Morbus Parkinson zählt zu den neurodegenerativen Erkrankungen. Im Gehirn sterben
nach und nach Nervenzellen ab, die den Botenstoff Dopamin produzieren - es kommt
zu einem Dopaminmangel in der im Mittelhirn gelegenen Substantia nigra, der
sogenannten schwarzen Substanz. Die Nervenzellen in diesem Areal enthalten
Melanin und sind dunkel gefärbt - daher der Name. Dopamin hat viele Aufgaben im
Gehirn - unter anderem ist der Neurotransmitter für reibungslose
Bewegungsabläufe zuständig. Wenn 50 bis 60 Prozent der Dopamin-produzierenden
Zellen abgestorben sind, machen sich die ersten Krankheitszeichen von Parkinson
bemerkbar. Die typischen Symptome sind Muskelzittern in Ruhephasen, verlangsamte
Bewegungen und Steifheit der Muskeln. Warum ein Mensch an Parkinson erkrankt und
der andere nicht, ist noch weitgehend unklar. Diskutiert werden erbliche
Faktoren und Umweltgifte, welche die Substantia nigra schädigen. Eine Prävention
gegen die neurodegenerative Erkrankung gibt es nicht.
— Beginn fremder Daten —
PR #207, opened 2021-10-08
Update SUNMemory files

jrood-nrel:
Unfortunately it's proving difficult to use AMReX's SUNMemory files directly, so I am updating them in place. These latest files are necessary for DPC++.

Other notes about why this is the case for anyone interested:
1. For CMake, we choose not to enable SUNDIALS through AMReX as intended because it requires us to build SUNDIALS prior to Pele and point AMReX to a SUNDIALS installation, which is much less convenient for us than to just `add_subdirectory()` to the SUNDIALS submodule and build SUNDIALS along with Pele.
2. For GNUmake, I was not able to point to AMReX's `Src/Extern/SUNDIALS/Make.package` correctly so that linking to the SUNMemory objects would succeed and we could include the files from AMReX directly instead of storing copies here. It links fine when the files are local to `PelePhysics/Reactions`. If GNUmake could point directly to AMReX's files and succeed, I would prefer that, and I'm pretty sure I could get that to work in CMake, but until then I think we have to store copies of them here.


marchdf (approved):

esclapez:
Do you want to try have GNUmake point at AMReX's ?

jrood-nrel:
Yes, if you can make it work, that would be great. I tried:
```
Bpack += $(AMREX_HOME)/Src/Extern/SUNDIALS/Make.package
Blocs += $(AMREX_HOME)/Src/Extern/SUNDIALS
```
but it did not work because the objects didn't show up on the link line. I also tried several other things, but had to give up.

esclapez:
I just tried the Bpack/Blocs option and it seems to work to compile ReactEval. Are you having issue compiling PeleC ?

jrood-nrel:
Interesting. Yeah if you look at my first commit, the AMReX_SUNMemory.cpp object file wouldn't show up on the PeleC link line. I spent like an hour trying to understand why. It just seems like it needs a relative path instead of absolute for some reason.

esclapez:
Checking compiling LM now. It looks like in your first commit you were adding to `CEXE`s directly, but you didn't have the Blocs. You probably tried that but not commited/pushed, though. Not sure what I'm doing differently. I'm on Eagle, with the environment you provided me a little while ago.

jrood-nrel:
Thanks for testing. I will give it another try because it really should work.

esclapez:
I have the same issue as you when compiling LM: error at linking. There must be something we do differently than ReactEval.

jrood-nrel:
Ah, good to know I'm not the only one who sees that.

esclapez:
Pretty odd: `make print-Bpack` does list the Extern/SUNDIALS, but then `make print-CEXE_headers` doesn't list the content of that folder. There must be an overwrite somewhere.

esclapez:
So, not particularly clever, but:
```
 ifneq (, $(filter TRUE, $(USE_CUDA) $(USE_HIP) $(USE_DPCPP)))
     Blocs += $(AMREX_HOME)/Src/Extern/SUNDIALS/
     CEXE_sources += AMReX_SUNMemory.cpp
     CEXE_headers += AMReX_SUNMemory.H
     CEXE_headers += AMReX_Sundials.H
     VPATH_LOCATIONS += $(AMREX_HOME)/Src/Extern/SUNDIALS                                                                                                                     
     INCLUDE_LOCATIONS += $(AMREX_HOME)/Src/Extern/SUNDIALS
 endif
```
seems to work. I still can't find why the plain `Bpack` works in PelePhysics but not in C/LM.

jrood-nrel:
Awesome. That worked for me. The last thing to note when we merge this is you will have to change the `Initialize` calls in LM, but obviously that's apparent in the reacteval changes.

esclapez (approved):

PR #209, opened 2021-10-14
Updates to remove reliance on managed memory

marchdf:


jrood-nrel (approved):

jrood-nrel:
I think we should merge this.

jrood-nrel:
I guess what I mean is PeleLM doesn't need managed memory gone to use this right?

PR #210, opened 2021-10-18
Fix OMP data races and std output in Reactions

jrood-nrel:


jrood-nrel:
This solves all data races I can find with the thread sanitizer for rk64/arkode/cvode. I don't know how cvode ever worked with openmp. This is a temporary fix for cvode to make it at least correct in openmp because I have to use one large `#pragma omp single`. This relies on this branch as well https://github.com/AMReX-Combustion/PelePhysics/pull/209 .

esclapez:
Cvode probably wasn't working with OMP, I haven't tested it since the runtime selection was implemented but there seems to be some issue https://github.com/AMReX-Combustion/PeleLM/issues/199. I'll try with this branch to see if it fixes the problem.

marchdf (approved):

PR #214, opened 2021-10-28
Update PMF handler

esclapez:
- first pass at providing a straightened framework to handle PMF data and host/device locations.
 - new Testing/Exec/PMFReader tested on CPU & GPU CUDA w & w/o managed memory.


drummerdoc (approved):

Testing/Exec/Make.PelePhysics
```diff
@@ -132,7 +136,7 @@ endif
 
 include $(AMREX_HOME)/Tools/GNUMake/Make.rules
 
-$(objForExecs): TPL
+#$(objForExecs): TPL
```
marchdf: Is this intended?

Testing/Exec/PMFReader/main.cpp
```diff
@@ -0,0 +1,131 @@
...
+main(int argc, char* argv[])
+{
+  Initialize(argc, argv);
+
+  {
+    Real strt_time = amrex::ParallelDescriptor::second();
+
+    BL_PROFILE_VAR("main::main()", pmain);
+
+    // -----------------------------------------------------------------------------
```
marchdf: not a fan of these kinds of comments ;) I would be in favor of removing the `--------` lines.

Testing/Exec/PMFReader/main.cpp
```diff
@@ -0,0 +1,131 @@
...
+
+    Vector<int> n_cell(AMREX_SPACEDIM);
+    pp.getarr("n_cell",n_cell,0,AMREX_SPACEDIM);
+
+    IntVect lo(IntVect::TheZeroVector()), hi(n_cell);
+    hi -= IntVect::TheUnitVector();
+    Box domain(lo,hi);
+
+    amrex::RealBox *real_box = nullptr;
+   int coord = -1;
```
marchdf: Indentation? Feed this through `clang-format`?

Testing/Exec/ReactEval/extern_parameters_F.H
```diff
@@ -0,0 +1,17 @@
+
```
marchdf: Do we need this file?

Utility/PMF/PMFData.H
```diff
@@ -0,0 +1,98 @@
...
+      unsigned int m_nVar;
+      int m_doAverage = 0;
+      amrex::Real* pmf_X;
+      amrex::Real* pmf_Y;
+  };
+
+  void allocate ()
+  {
+    if (!m_device_allocated) {
+        m_data_d = (DataContainer*) amrex::The_Device_Arena()->alloc(sizeof(m_data_h));
```
marchdf: I think we should make this `The_Arena` instead of the Device_Arena. Should be done in the transport as well. I know they are the same but I think it is clearer.

marchdf (changes requested):

Testing/Exec/PMFReader/main.cpp
esclapez: I like those, but I can remove it here

Testing/Exec/ReactEval/extern_parameters_F.H
esclapez: No, I don't think we need extern at all anymore. Ill try to remove it from the GNUmake actually.

Utility/PMF/PMFData.H
esclapez: I agree

Testing/Exec/PMFReader/main.cpp
marchdf: haha again, totally a preference thing. Keep if you want ;)

marchdf (approved):

jrood-nrel (approved):

PR #216, opened 2021-11-02
Fix to some PMF warnings

marchdf:


marchdf:
@esclapez the only commit to look at here is  the `Fix to some PMF warnings` commit (first one of this PR). The rest is just clang-format doing its thing. Basically the PMF stuff triggered some warnings in PeleC so I tried to fix them.

esclapez (approved):
Looks good !

PR #250, opened 2022-04-14
Fix NULL use, some const params, and don't use implicit bools

jrood-nrel:


esclapez:
For my education: implicit bools are bad or just bad style ? I use them all the time ...

esclapez (approved):

jrood-nrel:
I think it's both. Completely overt code can help to reduce the possibility of unintended behavior. Letting the compiler handle things implicitly place the burden on the programmer to know the default behavior of something. The better fix would be to switch a lot of these to bools to be even more clear. These are mostly minor though. I'm really just cleaning out the noise to hopefully catch any real bugs popping up in the future.

PR #255, opened 2022-04-18
Clang-format mechanisms

marchdf:


jrood-nrel (approved):

malihass:
Hi, 
It seems that dodecane_lu_qss is not in the list of mechanisms. Also the mechanism.H and mechanism.cpp have disappeared from the dodecane_lu_qss. I think this is because the QSS tools use `future`  and `numpy` (not the case of the other mechanism) and if we just run `poetry run` without doing `poetry install` the necessary packages are not installed. @jrood-nrel @marchdf How should we fix it?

Alltagsaktivitäten in Haushalt, Beruf und Freizeit
Das schwedische Forscherteam um Karin Wirdefeldt nahm nun den Zusammenhang
zwischen körperlicher Aktivität und dem Risiko, an Parkinson zu erkranken, in
einer Studie (1) genauer unter die Lupe. Sie werteten die Daten von mehr als
43.000 Schweden aus, die an einer großen Krebsvorbeugungsstudie teilnahmen.
Insgesamt wurden 27.863 Frauen und 15.505 Männer, die im Schnitt 50 Jahre alt
waren, von 1997 bis zum Ende des Jahres 2010 beobachtet. Keiner der Probanden
war zu Beginn der Studie an Parkinson erkrankt.
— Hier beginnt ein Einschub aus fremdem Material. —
PR #260, opened 2022-04-20
Ignition delay test case

malihass:
Adding a test case for computing the ignition delay of a mechanism.
This uses a lean version of ReactEval where function for initialization and reactions are separated from the main script. The ignition delay is computed in 2 stages: first it is roughly estimated; second that estimate is used to set up a finer calculation of the ignition delay.
A python script is in charge of processing the result of the 0D reaction and setup the second stage of the ignition delay calculation.


Testing/Exec/IgnitionDelay/computeIgnitionDelay.py
```diff
@@ -0,0 +1,80 @@
...
+                key, value = splitLine
+            else:
+                key, value = splitLine[:2]
+            inpt[key.strip()] = value.strip()
+    f.close()
+
+    return inpt
+
+def writeNewInput(oldInput,newInput,dt,ndt):
+    f = open(oldInput,'r+')
```
marchdf: this kind of thing (here and other spots) is best done with a context manager:
```
with open(oldInput,'r+') as f:
    lines = f.readlines()
```

Testing/Exec/IgnitionDelay/computeIgnitionDelay.py
```diff
@@ -0,0 +1,80 @@
...
+        elif line.startswith('ode.ndt'):
+            f.write('ode.ndt = %d ' % (ndt))
+            f.write('\n')
+        else:
+            f.write(line)
+    f.close()
+
+    return
+
+# CLI
```
marchdf: can we protect this with `if __name__ == "__main__":`

Testing/Exec/IgnitionDelay/utils/fileio.py
```diff
@@ -0,0 +1,261 @@
+import numpy as np
```
marchdf: do we need this? feels like we can just use pandas or something?

Testing/Exec/IgnitionDelay/hrTest.sh
```diff
@@ -0,0 +1,25 @@
+# Find first executable name available
```
marchdf: it's unfortunate that we need these script files for these tests. @jrood-nrel do you have an idea for what we could do here? Is this best done within `ctest`?

Testing/Exec/IgnitionDelay/computeIgnitionDelay.py
```diff
@@ -0,0 +1,80 @@
...
+
+# Process result
+filePP = 'PPreaction.txt'
+A1 = io.readMultiColFile(filePP)
+ignitionDelayPP = (dt/ndt)*np.amin(np.argwhere(A1[:,1]>(A1[0,1]+400)))
+
+
+if args.estimate:
+    if args.verbose: 
+        print("Rough estimate: T = %.3g K , P = %.3g atm, Phi = %.3g,  tIgn = %.3g +/- %.3g s " % (temp,press/101325.0,phi,ignitionDelayPP,dt/ndt))
```
marchdf: I would encourage the use of `fstrings` instead of this old style print formatting

Testing/Exec/IgnitionDelay/utils/fileio.py
malihass: Is there a memory concern that would encourage us to use pandas over numpy? 
I think not using numpy might make the code a bit more messy, no?

Testing/Exec/IgnitionDelay/hrTest.sh
jrood-nrel: I think it's fine. Adding ctest would be a lot more work. Just add `#!/bin/bash` here.

jrood-nrel (approved):

jrood-nrel:
Do we want to have this run on Github?

Testing/Exec/IgnitionDelay/hrTest.sh
malihass: Fixed the header, but I leave this unresolved in case @marchdf wants to try another method

Testing/Exec/IgnitionDelay/utils/fileio.py
marchdf: Oh sorry, I didn't mean numpy vs pandas. I meant the whole `fileio` thing.

marchdf (approved):

marchdf:
Looks good! Thank you for doing this!

malihass:
It might be a good idea to have this running on Github. Just checking the test runs is a good indication that nothing too weird is going on. Ideally, in the future, we will want to be able to compare the output of the ignition delay test with a theoretical value.

esclapez (approved):

Testing/Exec/IgnitionDelay/.githubTest.sh
```diff
@@ -0,0 +1,26 @@
+#!/bin/bash
```
marchdf: @jrood-nrel if this is executed by the CI, should it be somewhere else?

Testing/Exec/IgnitionDelay/computeIgnitionDelay.py
```diff
@@ -0,0 +1,108 @@
...
+            if line.startswith('ode.dt'):
+                f.write('ode.dt = %.10f' % (dt))
+                f.write('\n')
+            elif line.startswith('ode.ndt'):
+                f.write('ode.ndt = %d ' % (ndt))
+                f.write('\n')
+            else:
+                f.write(line)
+
+    return
```
marchdf: remove all empty "return"

Testing/Exec/IgnitionDelay/exec_ignDelay.sh
```diff
@@ -0,0 +1,25 @@
+#!/bin/bash
```
marchdf, line 1: This looks like it's the same as the other sh script. Should we somehow consolidate?

marchdf (approved):

Testing/Exec/IgnitionDelay/.githubTest.sh
jrood-nrel: I think it's better here. I don't think it should be a hidden file though.

Testing/Exec/IgnitionDelay/exec_ignDelay.sh
malihass: So the difference was that the `exec_ignDelay.sh` is the file that a user would use to compute ignition delay. The `githubTest.sh` was meant to do it AND check that the value obtained was reasonable. This was done by passing an argument to the `computeIgnitionDelay.py` and signify that a GitHub action is done or no.  I also think this was a bit redundant, and that the test should actually not be buried in the ignition delay computation.

I got rid of the two bash files and only use `exec_ignDelay.sh`. Now `computeIgnitionDelay.py` is not in charge of checking that the value is ok anymore. It outputs the value to a log file which is read and checked during the github action.

marchdf (approved):

PR #262, opened 2022-04-20
Use absolute rpath for TPL

jrood-nrel:
Barely know what I'm doing in GNUmake, but mostly trying to get the rpath to use the absolute path to SUNDIALS.

### DIFF
--- a/ThirdParty/GNUmakefile
+++ b/ThirdParty/GNUmakefile
@@ -49,7 +49,7 @@ else
   endif
 endif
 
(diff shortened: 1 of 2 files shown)


jrood-nrel:
This also tries to solve the case of `USE_CUDA=TRUE COMP=gnu` which didn't previously work.

marchdf (approved):

jrood-nrel:
I've been using this a lot today and it appears to work how I expect. Going to merge it and fix stuff if we have to after.

PR #266, opened 2022-04-28
Switch to sundials 6.2

jrood-nrel:


esclapez:
Can we do magma 2.6.2 at the same time ?

esclapez (approved):

PR #267, opened 2022-04-29
Replace device vector with host vector in turbinflow

jrood-nrel:


esclapez:
I'll give it a whirl in LMeX on Summit (Crusher's down ...)

jrood-nrel:
So far I've only verified it doesn't segfault.

esclapez (approved):
It seems to have resolved the issue, thanks !

Issue #271, opened 2022-05-10
TypeError: list indices must be integers, not str


czc-zju:
To build a new CHEMKIN based model, the TRANFILE_APPEND.txt is generated and inserted into the chemistry input file,  but when I run the script file make-mechanism.sh, TypeError: list indices must be integers, not str.

marchdf:
We need more specifics... what is the chemkin file(s)? where is python reporting the error?

malihass:
Hi, 
thanks for submitting these files. 
It looks like this is an issue with R16: `H2O2(+H2O)<=>OH+OH(+H2O)`
When we compute the third body mixture, if `(+H2O)` was `(+M)` we would just compute the mixture value. Here, we need to read `sc[H2O.id]`. It seems that the `H2O.id` is not correctly obtained. I will submit a PR to fix this. 
I tested it after the code fix and it seems to work. I encourage you to try it once the PR goes through.

Attached are the mechanism.cpp and mechanism.H 
[mechanism.H.txt](https://github.com/AMReX-Combustion/PelePhysics/files/8663046/mechanism.H.txt)
[mechanism.cpp.txt](https://github.com/AMReX-Combustion/PelePhysics/files/8663048/mechanism.cpp.txt)


Let me know if this works and I will close this

czc-zju:
It does work, it's amazing!!!!!!!!
Thanks a million.
That's awesome
How do you know which reaction is causing the problem?

malihass:
No prob. Closing this then.

PR #272, opened 2022-05-10
Fix indexing of third body species

malihass:
This is related to Issue #271 
Third body species were not correctly indexed.
You can verify this by running the vanilla and modified `CPickler.py` on the `hydrogen_cyanide` case


Support/Fuego/Mechanism/Models/hydrogen_cyanide/README.md
```diff
@@ -0,0 +1,8 @@
+# Analytically Reduced Mechanisms
```
marchdf: do we want this file?

Support/Fuego/Mechanism/Models/hydrogen_cyanide/make-mechanism.sh
```diff
@@ -0,0 +1,25 @@
+#!/usr/bin/env bash
```
marchdf: can we make this `make-mechanism.sh` look like the others? And then just move the *.inp and *.dat into this folder (instead of the `orig` folder)?

malihass: I originally did not plan to keep that mechanism here since we did not verify it (it comes from the issue that was opened). Should we keep that in the repo? if yes I can standardize it and clean that readme. This was just for you to reproduce the error and see what the PR fixed

marchdf: ah got it, yeah lets just keep the cpickler modification

marchdf (approved):

PR #273, opened 2022-05-12
Fix Chung corrections

marchdf:
Do not modify viscosity or conductivity if the Chung corrections lead to a negative viscosity or conductivity. Also moved some code into the if condition in case one is computed but not the other.


baperry2 (approved):
Looks good. This will help improve robustness and shouldn't introduce new issues because it only applies the change where the empirical correlation is very clearly wrong.

PR #274, opened 2022-05-12
Add JBBhack

marchdf:
I think it's time to merge this. It lets me run the sCO2 combustor with better mass fraction behavior. Can we find a better name?


esclapez:
Sounds good. As for name:  `ode.OOB_guard` ?

esclapez:
Or rather, `ode.init_oobGuard` since we're only doing that at the start of the integration.

marchdf:
`ode.clean_init_massfrac` ?

esclapez (approved):
It looks good, thanks Marc. I'm fine with it being off by default.

PR #280, opened 2022-05-19
Remove pythia

marchdf:


baperry2:
Do we want to remove the chemkin files (inp/trans/thermo)? These are the originals and the widely accepted standard format. Information shouldn’t be lost in the conversion to yaml, but I don’t know of a tool that converts from yaml back to chemkin if that is desired. For example, if a user wants to run 0D/1D calculations with the same mechanism in software other than cantera, having the chemkin format available would be handy (rather than having to dig into the git history). 

On the other hand, keeping these files might just be clutter that doesn’t get used very often.

marchdf:
This is an interesting point. I removed them to reduce clutter and avoid confusion. My thinking was the yaml encodes in the header where the chem.inp came from and we could track it down that way. But I totally get wanting to keep them. 

I would like a github poll option to know what people would like. I don't care either way really. Let's say upvote to Bruce's comment if you want to keep the chemkin files, downvote his comment to remove them. You have 24h.

marchdf:
🤔  maybe PI counts for 5 votes... But actual developers count for 10.

drummerdoc:
> 🤔 maybe PI counts for 5 votes... But actual developers count for 10.

But GM counts for 20.

baperry2:
> > 🤔 maybe PI counts for 5 votes... But actual developers count for 10.
> 
> But GM counts for 20.

Are these additive? i.e. someone who is GM, PI, and a developer counts as 35 votes?

jrood-nrel:
I vote for starting by keeping them.

jrood-nrel (approved):

marchdf:
This should be good to go. I kept the *.inp and *.dat files.

PR #4351, opened 2025-01-23
ci(buildkite): exclude files/folders that are not tested in Buildkite

v1v:

Run faster builds and avoid waste of CI cycles.

I decided to support the whole .github folder since some other files such as CODEOWNERS or .dependaot.yml and the rest are not actually used by Buildkite.

I took some of the files that we skipped in https://github.com/elastic/elastic-agent/pull/4836. I don't know the reason it was not configured in this repository, too, but I think it's the same case.

## Design Checklist

## Checklist

## Related issues

Relates https://github.com/elastic/beats/pull/42404


rowlandgeoff (approved):
👍

cmacknz (approved):

PR #4367, opened 2025-01-29
Bump ristretto to v0.2.0

swiatekm:

This fixes  CVE-2024-45339.

By updating ristretto to a version that doesn't depend on glog.


pkoutsovasilis (approved):
code changes LGTM just update the NOTICE file 🙂

PR #4402, opened 2025-02-03
Use chi/middleware.Throttle instead of custom conn limiter

### LINKED ISSUE #4200: Fleet-Server abruptly closes connection when limit is reached instead of returning TooManyRequests (429)
When `limits.max_connections` is set, Fleet-Server will abruptly close connections, which makes the clients (usually Elastic-Agent) to get a `read: connection reset by peer`. This is not helpful and does not enable the client to correctly adapt its behaviour.

The problem comes from the `limitListener` (L 69): https://github.com/elastic/fleet-server/blob/8ff01e35a155abde455443039616c5069848c488/internal/pkg/limit/listener.go#L55-L80

If there is a proxy in front of Fleet-Server this can cause a very hard situation to debug from the client's (e.g: Elastic-Agent) perspective: Fleet Server gets a connection that is over the limit, closes the connection, which results in an EOF for the proxy, which translates it into a 502, which the elastic-agent enrol command swallows and does not display.

michel-laterman:

fleet-server silently closes connections instead of returning a 429 when the connection limit is reached.

Use [chi/middleware.Throttle](https://pkg.go.dev/github.com/go-chi/chi/middleware#Throttle) to track in-flight requests and return a 429 response once the limit is reached.

This is different behaviour from our current implementation where the check occurs when the TCP connection is established, before the TLS handshake occurs.

## Design Checklist

## Checklist

## Related issues

- Closes #4200


michel-laterman:
buildkite run perf-tests

michel-laterman:
buildkite run perf-tests

blakerouse (approved):
Looks good, less code nice!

In einem 36-seitigen Fragebogen machten sie detaillierte Angaben zu ihren
körperlichen Aktivitäten: im Haushalt, auf dem Weg zur Arbeit, in Beruf und
Freizeit sowie zu ihrer täglichen Gesamtaktivität. Zusätzlich gaben sie Auskunft
darüber, wie körperlich aktiv sie in bestimmten Altersperioden gewesen waren.
Als Maß für die körperliche Aktivität dienten sogenannte Metabolische
Äquivalente (MET, Metabolic Equivalent of Task) in Stunden pro Tag. Die Basis
dafür war die Messung der körperlichen Belastung über den geschätzten
Sauerstoffverbrauch, der mit den verschiedenen Aktivitäten einhergeht.
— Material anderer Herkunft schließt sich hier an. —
PR #4403, opened 2025-02-04
Use --develop flag for agent install e2e tests

michel-laterman:

It's hard to run e2e tests on a host that has elastic-agent installed.

Use the `--develop` flag to install an agent in the development namespace

Change version in `dev-tools/integration/.env` to `9.1-SNAPSHOT`

`make test-e2e`

## Design Checklist

### DIFF
--- a/dev-tools/integration/.env
+++ b/dev-tools/integration/.env
@@ -1,6 +1,6 @@
 # If you use change this version without a pinned one, please update
 # .ci/bump-elastic-stack-snapshot.yml or .github/workflows/bump-golang.yml
-ELASTICSEARCH_VERSION=9.0.0-a38910c2-SNAPSHOT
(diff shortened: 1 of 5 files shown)


cmacknz (approved):

dev-tools/integration/.env
```diff
@@ -1,6 +1,6 @@
 # If you use change this version without a pinned one, please update
 # .ci/bump-elastic-stack-snapshot.yml or .github/workflows/bump-golang.yml
-ELASTICSEARCH_VERSION=9.0.0-a38910c2-SNAPSHOT
+ELASTICSEARCH_VERSION=9.1.0-ae17f1a1-SNAPSHOT
```
michel-laterman, line 3: When backporting this PR we will need to remove this change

Die MET-Punkte für Haushalt, Pendeln zum Job und Freizeitaktivität wurden als
"allgemeine körperliche Aktivität " summiert. Dann ermittelten die Forscher das
Risiko für eine Parkinsonerkrankung in Abhängigkeit von ihrer körperlichen
Aktivität. "Eine Stärke der Studie ist, dass wir damit das gesamte Spektrum des
täglichen Energieverbrauchs berücksichtigt haben, statt uns nur auf bestimmte
Bewegungsarten zu fokussieren", so die Forscher.
Sechs Stunden Bewegung pro Woche
reduziert das Parkinson-Risiko um bis zu 45 Prozent
Im Beobachtungszeitraum von durchschnittlich 12,6 Jahren erkrankten 286 der
insgesamt 43.368 Studienteilnehmer an Parkinson laut nationalem schwedischen
Patientenregister - 158 davon waren Männer. Personen, die mehr als sechs Stunden
pro Woche im Haushalt und auf dem Weg zum Arbeitsplatz körperlich aktiv waren,
hatten ein 43 Prozent niedrigeres Risiko an Parkinson zu erkranken als
Probanden, die auf diese Aktivitäten weniger als zwei Stunden wöchentlich
verwendeten. Bei Männern sank das Risiko sogar um 45 Prozent. "Schon tägliche
moderate Bewegung im Alltag kann das Parkinsonrisiko deutlich senken",
schlussfolgern die schwedischen Forscher. Das Studienergebnis erhärtete sich,
als die Forscher zusätzlich bereits veröffentlichte prospektive Kohortenstudien
(2) analysierten. Auch hier zeigte es sich, dass moderate Bewegung das
Parkinsonrisiko bei Männern und Frauen senkt.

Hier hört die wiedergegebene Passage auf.